On this statement of the law there would seem no doubt of the result which is indicated on this record. DeAngelis and his partnership were clearly and shrewdly acting in their own interest and letting the no longer useful corporation go hang. There is no benefit to the corporation to justify these acts, and liability therefore is tolerably clear on the facts so far disclosed.
For the sake of completeness I should add a word about the appealability of the order here in issue. The original opinion held an order vacating an attachment to be appealable under Swift & Co. Packers v. Compania Colombiana Del Caribe, S. A., 339 U.S. 684, 70 S.Ct. 861, 94 L.Ed. 1206, 19 A.L.R.2d 630. But that case was in admiralty; further, while the Court speaks of that as a collateral order, it nowhere cites or discusses the amendment to F.R.C.P., rule 54(b), effective in 1948. I prefer to put my vote in favor of appeal-ability here on the operation of that amended rule; while the judge did not make a finding of finality in the very words of the rule, he did so in substantial effect, staying the operation of his order for the very purpose of this appeal. His intent being so clear, it would be bootless to send it back for a better formulation of the appeal formula. While some authorities suggest that so-called “collateral” orders are appealable in any event, see Moore’s Federal Rules 1951, pages 253-255, there is considerable doubt as to what orders fall within this category, sometimes little more lucidly described as “offshoots” of the original case; one may perhaps query whether such direct safeguarding of the remedy as an attachment may not be thought something more than an “offshoot” of the original case.3 At any rate we have treated such orders as within the compass of amended F.R. 54(b). See Lyman v. Remington Rand, 2 Cir., 188 F.2d 306; Phelan v. Middle States Oil Corp., 2 Cir., 203 F.2d 836.
The result is, as stated in the Per Curiam herewith, that the order dissolving the attachment will be reversed, and the attachment will stand.

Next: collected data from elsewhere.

Issue #1007, opened 2025-03-29
proposed refactor of `events/`


bnewbold:
make `XRPCStreamEvent` just about repo stream (firehose) messages; remove unused `Labels*` stuff

refactor `events` package:

- `stream/`: interfaces and functions: EventPersistence, Scheduler, HandleRepoStream, RepoStreamCallbacks, Scheduler (and possibly re-export XRPCStreamEvent?)
- `stream/events/`: just serialization structs and basic methods off them: XRPCStreamEvent
- `stream/persist/*`: implementations of EventPersistence
- `stream/schedulers/*`: implementations of Scheduler
- `stream/eventmgr/`: EventManager

move `bgs/` to `cmd/bigsky/libbgs/`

. Other statements along similar lines appear in Harper, Interference with Contractual Relations, 47 N.W.U.L.Rev. 873; 6 Corbin on Contracts § 1470 (1951); Prosser, Torts 980-982 (1941); 46 Col. L.Rev. 1039. Professor Carpenter’s article, Interference with Contract Relations, 41 Harv.L.Rev. 728, 745-762, first carefully analyzed the issue of justification in terms of internally flexible categories of “privilege” in a statement thus somewhat more complete than the still earlier article, Sayre, Inducing Breach of Contract, 36 Harv.L.Rev. 663.
. “Whether a privilege of invasion exists depends upon whether it is of greater moment to society to protect the defend- . ant in the invading activities than it is to protect and guard the plaintiff’s interest from such invasions. An evaluation and balancing of the social import of the conflicting interests of the respective parties and of the social interests per se are involved.” Carpenter, Interference with Contract Relations, 41 Harv.L.Rev. 728, 745. See also Bohlen, Incomplete Privilege to Inflict Intentional Invasions of Interests of Property and Personality, 39 Harv.L.Rev. 307, 314.
. Indeed, the Swift case suggests, 339 U.S. at page 689, 70 S.Ct. at page 865, that an order upholding an attachment is not collateral.